TASK INSTRUCTIONS:
Find all lines with the word "fine" in the material, then copy them.
+ + + + + + +
PR #3056, opened 2026-05-28
[JAX] [PyT] [Common] Enable D=256 BWD cuDNN fused attn for Blackwell CC 10.x 

KshitijLakhani:
# Description

Support for D=256 BWD for Blackwell CC 10x via the C++ API (which TE uses) was added in cuDNN 9.23 + cuDNN FE 1.24 (BSHD) and cuDNN 9.25 + cuDNN FE 1.26 (THD)
Enabling this support in TE attention and adding conditional tests for the same

## Type of change

- [ ] Infra/Build change
- [ ] Code refactoring

## Changes
 
 Add guard when picking the backend (sub backend) in TE common.
 Add tests for D=256 case in TE PyT and TE JAX

# Checklist:

### DIFF
--- a/tests/jax/test_fused_attn.py
+++ b/tests/jax/test_fused_attn.py
@@ -511,16 +511,16 @@ class FusedAttnRunner:
                     "D=256 BWD on Blackwell requires cuDNN 9.23 or newer;"
                     f" got cuDNN {cudnn_version}."
                 )
-            # Non-learnable bias is fine (bias is allowed as an input); only dBias is
-            # unsupported. The JAX runner asks for dBias iff the bias shape is [1, h, s, s]
-            # (see test_backward), so gate on that.
+            # TODO(KshitijLakhani): cuDNN FE can model bias input separately from dBias,
+            # but TE does not yet plumb whether dBias is requested into the common backend selector. 
+            # Until that distinction is available, the D=256 SM10x gate requires no bias.
             unsupported = None
             if self.attn_bias_type == AttnBiasType.PRE_SCALE_BIAS:
                 unsupported = "pre-scale bias"
-            elif self.attn_bias_type != AttnBiasType.NO_BIAS and self.bias_shape == BiasShape._1HSS:
+            elif self.attn_bias_type != AttnBiasType.NO_BIAS:
                 unsupported = (
-                    "bias gradients (dBias); frozen/non-learnable bias inputs"
-                    " (i.e. non-1HSS bias shapes) are supported"
+                    "post-scale bias in TE's D=256 backend gate; bias-input-only"
+                    " support needs TE to distinguish between bias input and dBias"
                 )
             elif self.dropout_prob != 0.0:
                 unsupported = "dropout"
--- a/tests/jax/test_fused_attn.py
+++ b/tests/jax/test_fused_attn.py
@@ -497,7 +497,7 @@ class FusedAttnRunner:
         cudnn_version = get_cudnn_version()
         # D=256 bprop on SM10x uses the deterministic algorithm path only. BSHD support
         # starts with cuDNN FE 1.24 / BE 9.23; THD execution-plan support starts with
-        # cuDNN FE 1.26 / BE 9.30. The kernel rejects dBias, dropout, and ALiBi, supports vanilla
+        # cuDNN FE 1.26 / BE 9.25. The kernel rejects dBias, dropout, and ALiBi, supports vanilla
         # softmax only, and allows SWA together with a causal mask only.
         is_sm10x = 100 <= compute_capability < 110
         if self.is_training and is_sm10x and (self.head_dim_qk == 256 or self.head_dim_v == 256):
@@ -506,8 +506,8 @@ class FusedAttnRunner:
                     "D=256 BWD on Blackwell only supports d_qk == d_v == 256;"
                     f" got d_qk={self.head_dim_qk}, d_v={self.head_dim_v}."
                 )
-            required_cudnn_version = 93000 if self.qkv_layout.is_thd() else 92300
-            required_cudnn_version_label = "9.30" if self.qkv_layout.is_thd() else "9.23"
+            required_cudnn_version = 92500 if self.qkv_layout.is_thd() else 92300
+            required_cudnn_version_label = "9.25" if self.qkv_layout.is_thd() else "9.23"
             if cudnn_version < required_cudnn_version:
                 pytest.skip(
                     f"D=256 BWD on Blackwell with {self.qkv_layout} requires cuDNN"
@@ -1694,7 +1694,7 @@ class TestFusedAttn:
             id="2-1024-2048-12-6-128-64-BF16-CROSS-GQA-RAGGED_SEPARATE",
         ),
         # D=256 deterministic backward on the SM100 dedicated SDPA bprop kernel.
-        # BSHD requires cuDNN FE 1.24 / BE 9.23+; THD requires cuDNN FE 1.26 / BE 9.30+.
+        # BSHD requires cuDNN FE 1.24 / BE 9.23+; THD requires cuDNN FE 1.26 / BE 9.25+.
         pytest.param(
             4,
             128,
--- a/tests/jax/test_fused_attn.py
+++ b/tests/jax/test_fused_attn.py
@@ -469,7 +469,6 @@ class FusedAttnRunner:
             return 1
 
     def _check_configs(self):
-        # TODO(rewang): probably adds this in is_fused_attn_available
         # TODO(KshitijLakhani): probably add/move this to is_fused_attn_available
         if self.qkv_layout.is_thd() and not self.attn_mask_type.is_padding():
             pytest.skip("THD format requires padding masks.")
--- a/tests/jax/test_fused_attn.py
+++ b/tests/jax/test_fused_attn.py
@@ -1695,6 +1695,21 @@ class TestFusedAttn:
             QKVLayout.THD_THD_THD,
             id="2-1024-2048-12-6-128-64-BF16-CROSS-GQA-RAGGED_SEPARATE",
         ),
+        # D=256 deterministic backward on the SM100 dedicated SDPA bprop kernel
+        # (cuDNN FE 1.24 / BE 9.23+). Unsupported configs (e.g. dBias, non-256 head dims)
+        # are skipped by FusedAttnRunner._check_configs.
+        pytest.param(
+            4,
+            128,
+            128,
+            16,
+            16,
+            256,
+            256,
+            jnp.float16,
+            QKVLayout.BSHD_BS2HD,
+            id="4-128-128-16-16-256-256-FP16-SELF-KV_PACKED",
+        ),
     ],
 )
 @pytest.mark.parametrize(
@@ -1807,113 +1822,6 @@ class TestFusedAttnWithDeterminism:
     ):
         """
         Test backward with parameterized configs
-        """
-        TestFusedAttn.test_backward(
-            b,
-            s_q,
-            s_kv,
-            h_q,
-            h_kv,
-            d_qk,
-            d_v,
-            attn_bias_type,
-            attn_mask_type,
-            softmax_type,
-            dropout_prob,
-            dtype,
-            qkv_layout,
-            bias_shape,
-            swa,
-            seq_desc_format,
-        )
-
-
-@pytest.mark.parametrize(
-    "attn_mask_type",
-    [
-        pytest.param(AttnMaskType.NO_MASK, id="NO_MASK"),
-        pytest.param(AttnMaskType.PADDING_MASK, id="PADDING"),
-        pytest.param(AttnMaskType.CAUSAL_MASK, id="CAUSAL"),
-        pytest.param(AttnMaskType.PADDING_CAUSAL_MASK, id="PADDING_CAUSAL"),
-        pytest.param(
-            AttnMaskType.PADDING_CAUSAL_BOTTOM_RIGHT_MASK, id="PADDING_CAUSAL_BOTTOM_RIGHT"
-        ),
-    ],
-)
-@pytest.mark.parametrize(
-    "softmax_type",
-    [
-        pytest.param(AttnSoftmaxType.VANILLA_SOFTMAX, id="VANILLA_SOFTMAX"),
-    ],
-)
-@pytest.mark.parametrize(
-    "dropout_prob",
-    [
-        pytest.param(0.0, id="DROP_0.0"),
-    ],
-)
-@pytest.mark.parametrize(
-    "swa",
-    [
-        pytest.param(False, id="NO_SWA"),
-    ],
-)
-@pytest.mark.parametrize(
-    "seq_desc_format",
-    [
-        pytest.param(SeqDescFormat.Seqlens, id="Seqlens"),
-    ],
-)
-@pytest.mark.skipif(not _deterministic, reason="Test determinism only")
-class TestFusedAttnD256WithDeterminism:
-    """
-    Fused attention D=256 deterministic backward tester.
-    """
-
-    @staticmethod
-    @pytest.mark.parametrize(
-        "b, s_q, s_kv, h_q, h_kv, d_qk, d_v, dtype, qkv_layout",
-        [
-            pytest.param(
-                4,
-                128,
-                128,
-                16,
-                16,
-                256,
-                256,
-                jnp.float16,
-                QKVLayout.BSHD_BS2HD,
-                id="4-128-128-16-16-256-256-FP16-SELF-KV_PACKED",
-            ),
-        ],
-    )
-    @pytest.mark.parametrize(
-        "attn_bias_type, bias_shape",
-        [
-            pytest.param(AttnBiasType.NO_BIAS, None, id="NO_BIAS"),
-        ],
-    )
-    def test_backward(
-        b,
-        s_q,
-        s_kv,
-        h_q,
-        h_kv,
-        d_qk,
-        d_v,
-        attn_bias_type,
-        attn_mask_type,
-        softmax_type,
-        dropout_prob,
-        dtype,
-        qkv_layout,
-        bias_shape,
-        swa,
-        seq_desc_format,
-    ):
-        """
-        Test D=256 backward with the supported deterministic SM100 bprop configuration.
         """
         TestFusedAttn.test_backward(
             b,
--- a/tests/jax/test_fused_attn.py
+++ b/tests/jax/test_fused_attn.py
@@ -512,7 +512,7 @@ class FusedAttnRunner:
                     f" got cuDNN {cudnn_version}."
                 )
             # TODO(KshitijLakhani): cuDNN FE can model bias input separately from dBias,
-            # but TE does not yet plumb whether dBias is requested into the common backend selector. 
+            # but TE does not yet plumb whether dBias is requested into the common backend selector.
             # Until that distinction is available, the D=256 SM10x gate requires no bias.
             unsupported = None
             if self.attn_bias_type == AttnBiasType.PRE_SCALE_BIAS:
--- a/tests/jax/test_fused_attn.py
+++ b/tests/jax/test_fused_attn.py
@@ -1705,6 +1705,22 @@ class TestFusedAttn:
             QKVLayout.BSHD_BS2HD,
             id="4-128-128-16-16-256-256-FP16-SELF-KV_PACKED",
         ),
+        pytest.param(
+            4,
+            128,
+            128,
+            16,
+            16,
+            256,
+            256,
+            jnp.float16,
+            QKVLayout.THD_T2HD,
+            id="4-128-128-16-16-256-256-FP16-SELF-RAGGED_KV_PACKED",
+            marks=pytest.mark.xfail(
+                reason="cuDNN 9.23 D=256 BWD currently does not build a THD execution plan.",
+                strict=True,
+            ),
+        ),
     ],
 )
 @pytest.mark.parametrize(
--- a/tests/jax/test_fused_attn.py
+++ b/tests/jax/test_fused_attn.py
@@ -520,6 +520,59 @@ class FusedAttnRunner:
                 "is either BSHD_BSHD_BSHD or THD_THD_THD"
             )
 
+        # D=256 bprop on SM10.x uses cuDNN's dedicated SDPA bprop kernel
+        # (cuDNN FE 1.24 / BE 9.23+). FE forces this path onto the deterministic algorithm path,
+        # which rejects dBias, dropout, and ALiBi. It supports vanilla softmax only and allows SWA
+        # together with a causal mask only.
+        compute_capability = get_device_compute_capability(0)
+        is_sm10x = 100 <= compute_capability < 110
+        if self.is_training and is_sm10x and (self.head_dim_qk == 256 or self.head_dim_v == 256):
+            if self.head_dim_qk != 256 or self.head_dim_v != 256:
+                pytest.skip(
+                    "D=256 BWD on Blackwell only supports d_qk == d_v == 256;"
+                    f" got d_qk={self.head_dim_qk}, d_v={self.head_dim_v}."
+                )
+            cudnn_version = get_cudnn_version()
+            if cudnn_version < 92300:
+                pytest.skip(
+                    "D=256 BWD on Blackwell requires cuDNN 9.23 or newer;"
+                    f" got cuDNN {cudnn_version}."
+                )
+            # Non-learnable bias is fine (bias is allowed as an input); only dBias is
+            # unsupported. The JAX runner asks for dBias iff the bias shape is [1, h, s, s]
+            # (see test_backward), so gate on that.
+            unsupported = None
+            if self.attn_bias_type == AttnBiasType.PRE_SCALE_BIAS:
+                unsupported = "pre-scale bias"
+            elif (
+                self.attn_bias_type != AttnBiasType.NO_BIAS
+                and self.bias_shape == BiasShape._1HSS
+            ):
+                unsupported = (
+                    "bias gradients (dBias); frozen/non-learnable bias inputs"
+                    " (i.e. non-1HSS bias shapes) are supported"
+                )
+            elif self.dropout_prob != 0.0:
+                unsupported = "dropout"
+            elif self.softmax_type != AttnSoftmaxType.VANILLA_SOFTMAX:
+                unsupported = "non-vanilla softmax"
+            if unsupported is not None:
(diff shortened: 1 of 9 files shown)


transformer_engine/common/fused_attn/fused_attn.cpp
```diff
@@ -315,6 +315,21 @@ NVTE_Fused_Attn_Backend nvte_get_fused_attn_backend(
...
+           // Blackwell rejects dBias, dropout, and ALiBi (and supports vanilla softmax only).
+           bias_type == NVTE_Bias_Type::NVTE_NO_BIAS && dropout == 0.0 &&
+           softmax_type == NVTE_Softmax_Type::NVTE_VANILLA_SOFTMAX &&
+           // Non-causal D=256 supports only full-window attention; SWA is allowed only for causal masks.
+           ((window_size_left == -1 && window_size_right == -1) ||
+            ((attn_mask_type == NVTE_Mask_Type::NVTE_CAUSAL_MASK ||
+              attn_mask_type == NVTE_Mask_Type::NVTE_PADDING_CAUSAL_MASK ||
+              attn_mask_type == NVTE_Mask_Type::NVTE_CAUSAL_BOTTOM_RIGHT_MASK ||
+              attn_mask_type == NVTE_Mask_Type::NVTE_PADDING_CAUSAL_BOTTOM_RIGHT_MASK) &&
+             (window_size_right == -1 || window_size_right == 0)))) ||
```
cyanguwa: Could these changes be moved to before "\\ bias type" just so it's following an increasing order of the cuDNN version?

tests/pytorch/attention/test_attention.py
```diff
@@ -377,6 +377,38 @@ def test_dpa_fa4_hdim256(dtype, model_configs, model):
     test_dot_product_attention(dtype, model_configs, model, False, True, None, False, False)
 
 
+# cuDNN FusedAttention D=256 bprop is supported on sm10x from cuDNN 9.23 (FE 1.24),
+# via the dedicated deterministic SDPA bprop kernel, which supports d_qk == d_v == 256 only,
+# vanilla type of softmax only, no dropout, no ALiBi, and (for non-causal masks) full-window attention only.
+# (for non-causal masks) full-window attention.
```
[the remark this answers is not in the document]
cyanguwa: Seems like some editing glitch :)

tests/jax/test_fused_attn.py
```diff
@@ -444,6 +444,56 @@ def _check_configs(self):
...
+                    pytest.skip(
+                        "D=256 BWD on Blackwell uses the SM100 D=256 SDPA BWD kernel"
+                        " which requires window_size=(-1, -1) for non-causal masks."
+                    )
+                if self.window_size[1] not in (-1, 0):
+                    pytest.skip(
+                        "D=256 BWD on Blackwell only supports right window -1 or 0"
+                        " for causal masks."
+                    )
+
```
cyanguwa, line 547: Aren't these checks duplicate to the checks we added on the C++ side? Would the call `FusedAttnHelper().get_fused_attn_backend()` give you the same gating effect?

transformer_engine/common/fused_attn/fused_attn.cpp
cyanguwa: Does this new feature support BSHD/SBHD and THD? It looks like the tests are focused on BSHD/SBHD only.

cyanguwa (changes requested):

transformer_engine/common/fused_attn/fused_attn.cpp
KshitijLakhani: RE: THD support
I did test BSHD and BSHD+CP and it did pass on the JAX side and the CI for the PyT side did not fail either so I think that works.
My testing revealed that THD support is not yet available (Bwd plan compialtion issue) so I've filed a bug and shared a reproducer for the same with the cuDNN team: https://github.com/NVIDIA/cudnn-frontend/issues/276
+ + + + + + +
TASK OUTPUT:
-            # Non-learnable bias is fine (bias is allowed as an input); only dBias is
+            # Non-learnable bias is fine (bias is allowed as an input); only dBias is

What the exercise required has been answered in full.